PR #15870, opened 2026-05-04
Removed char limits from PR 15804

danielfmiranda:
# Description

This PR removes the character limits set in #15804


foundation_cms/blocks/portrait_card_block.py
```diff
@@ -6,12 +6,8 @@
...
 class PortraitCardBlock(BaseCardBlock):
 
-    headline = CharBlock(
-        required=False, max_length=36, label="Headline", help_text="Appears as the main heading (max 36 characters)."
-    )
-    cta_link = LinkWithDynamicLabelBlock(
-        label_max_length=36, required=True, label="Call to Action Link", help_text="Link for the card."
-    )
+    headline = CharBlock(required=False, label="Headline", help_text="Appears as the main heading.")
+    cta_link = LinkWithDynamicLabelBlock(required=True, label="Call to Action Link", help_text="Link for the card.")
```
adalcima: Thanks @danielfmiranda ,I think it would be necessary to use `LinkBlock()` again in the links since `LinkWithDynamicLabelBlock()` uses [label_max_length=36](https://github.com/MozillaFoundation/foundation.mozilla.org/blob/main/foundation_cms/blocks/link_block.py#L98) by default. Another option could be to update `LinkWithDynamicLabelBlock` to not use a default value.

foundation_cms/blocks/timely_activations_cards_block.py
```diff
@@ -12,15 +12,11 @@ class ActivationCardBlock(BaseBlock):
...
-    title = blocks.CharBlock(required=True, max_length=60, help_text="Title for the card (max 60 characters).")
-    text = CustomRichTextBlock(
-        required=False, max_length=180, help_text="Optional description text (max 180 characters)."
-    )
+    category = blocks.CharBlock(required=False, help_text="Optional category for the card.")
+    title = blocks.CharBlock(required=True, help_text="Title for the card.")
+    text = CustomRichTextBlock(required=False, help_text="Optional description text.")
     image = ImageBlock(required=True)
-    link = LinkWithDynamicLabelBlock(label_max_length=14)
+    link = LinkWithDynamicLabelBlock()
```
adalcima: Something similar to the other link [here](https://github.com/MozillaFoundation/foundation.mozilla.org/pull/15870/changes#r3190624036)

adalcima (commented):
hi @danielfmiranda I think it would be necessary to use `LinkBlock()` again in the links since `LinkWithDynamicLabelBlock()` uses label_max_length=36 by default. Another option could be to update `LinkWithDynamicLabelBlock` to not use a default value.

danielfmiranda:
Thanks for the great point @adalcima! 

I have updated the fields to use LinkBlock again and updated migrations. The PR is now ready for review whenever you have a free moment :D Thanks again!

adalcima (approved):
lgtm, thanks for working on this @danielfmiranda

════════

• **PROMPT**
Every line in the listing that holds "mozilla" belongs in the answer.

• **EXERCISE OUTPUT**
adalcima: Thanks @danielfmiranda ,I think it would be necessary to use `LinkBlock()` again in the links since `LinkWithDynamicLabelBlock()` uses [label_max_length=36](https://github.com/MozillaFoundation/foundation.mozilla.org/blob/main/foundation_cms/blocks/link_block.py#L98) by default. Another option could be to update `LinkWithDynamicLabelBlock` to not use a default value.
adalcima: Something similar to the other link [here](https://github.com/MozillaFoundation/foundation.mozilla.org/pull/15870/changes#r3190624036)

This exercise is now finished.